* _Exercise goal_:
The answer should consist of all the entries, repeated word for word.

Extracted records
● ● ●
PR #146, opened 2022-03-21
Bug 2066359: SRO appends "arm64" instead of "aarch64" to the kernel name and it doesn't match the DTK

pacevedom:


pacevedom:
This issue is fixed in 4.11 and further, will handle BZ manually.

bthurber (approved):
● ● ●
* _Task response_:
PR #146, opened 2022-03-21
Bug 2066359: SRO appends "arm64" instead of "aarch64" to the kernel name and it doesn't match the DTK

pacevedom:


pacevedom:
This issue is fixed in 4.11 and further, will handle BZ manually.

bthurber (approved):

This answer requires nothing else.